Dataset entries:
PR #66, opened 2024-11-24
Add `PremulRgba8`, `Rgba8::to_u32`

waywardmonkeys:
Packing a `PremulColor` to 8 bit channels is a common operation and is done in Vello, so we now have support for a `PremulRgb8a` and some `to_u32` operations as well.

### DIFF
--- a/color/src/lib.rs
+++ b/color/src/lib.rs
@@ -35,8 +35,9 @@
 //!   * Appearance models and other color science not needed for rendering.
 //!   * Quantizing and packing to lower bit depths.
 //!
-//! The [`Rgba8`] type is a partial exception to this last item, as that representation
-//! is ubiquitous and requires special logic for serializing to maximize compatibility.
+//! The [`Rgba8`] and [`PremulRgba8`] types are a partial exception to this last item, as
+//! those representation are ubiquitous and requires special logic for serializing to
+//! maximize compatibility.
 //!
 //! Some of these capabilities may be added as other crates within the `color` repository,
 //! and we will also facilitate interoperability with other color crates in the Rust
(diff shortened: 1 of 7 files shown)


color/src/lib.rs
```diff
@@ -141,6 +142,21 @@ impl AlphaColor<Srgb> {
     }
 }
 
+impl PremulColor<Srgb> {
+    /// Create a color from pre-multiplied 8-bit rgba values.
+    ///
+    /// Note: for conversion from the [`PremulRgba8`] type, just use the `From` trait.
+    pub const fn from_rgba8(r: u8, g: u8, b: u8, a: u8) -> Self {
+        let components = [
+            u8_to_f32(r as u32),
```
raphlinus, line 151: If you like, you can change the signature of `u8_to_f32` to take a u8; the current signature is no doubt a leftover from code that was also unpacking 32 bit values. But that doesn't have to be this PR.

color/src/rgba8.rs
```diff
@@ -24,8 +24,49 @@ pub struct Rgba8 {
     pub a: u8,
 }
 
+impl Rgba8 {
+    /// Returns the color as a packed value.
```
raphlinus, line 28: It would be good to document that `r` is the most significant byte and `a` the least. Also I think this can and should be const.

color/src/rgba8.rs
```diff
@@ -24,8 +24,49 @@ pub struct Rgba8 {
...
+    /// Blue component.
+    pub b: u8,
+    /// Alpha component.
+    pub a: u8,
+}
+
+impl PremulRgba8 {
+    /// Returns the color as a packed value.
+    #[must_use]
+    pub fn to_u32(self) -> u32 {
```
raphlinus, line 63: const, same doc concern as above.

raphlinus (approved):
Generally looks good, some suggestions inline.

color/src/lib.rs
waywardmonkeys: Done, and that let it fit on a single line.

color/src/rgba8.rs
```diff
@@ -24,8 +24,51 @@ pub struct Rgba8 {
     pub a: u8,
 }
 
+impl Rgba8 {
+    /// Returns the color as a packed value, with `r` as the most significant byte and
+    /// `a` the least.
+    #[must_use]
+    pub const fn to_u32(self) -> u32 {
+        ((self.r as u32) << 24) | ((self.g as u32) << 16) | ((self.b as u32) << 8) | self.a as u32
```
DJMcNab, line 32: Should this use [from_be_bytes](https://doc.rust-lang.org/std/primitive.u32.html#method.from_be_bytes) instead? That is also const.

PR #67, opened 2024-11-25
Add `AlphaColor::with_alpha`

waywardmonkeys:
This is similar to `OpaqueColor::with_alpha`, but allows modifying the alpha channel on an `AlphaColor`.

This can be done via `map`, but this is `const`, so it can result in better code in scenarios like:

```
    let c = color::palette::css::GOLDENROD.with_alpha(0.5);
```


waywardmonkeys:
This grew out of making Vello use `color` and there were 2 places that were directly setting the alpha.

My initial port was using `map` to do the modification, but this feels like a more elegant way and allows it to be `const`, which `map` does not.

raphlinus (approved):

PR #68, opened 2024-11-25
Add missing asserts in white components tests

waywardmonkeys:


raphlinus (approved):
Huh, this seems like something a lint might have caught.

waywardmonkeys:
Ah it would if the helper were `#[must_use]`. Will do that here in this and re-use the existing approval. :)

__TO DO__
Lines holding the word "special" are the answer; copy every one from the records above.

__EXERCISE RESPONSE__
-//! is ubiquitous and requires special logic for serializing to maximize compatibility.
+//! those representation are ubiquitous and requires special logic for serializing to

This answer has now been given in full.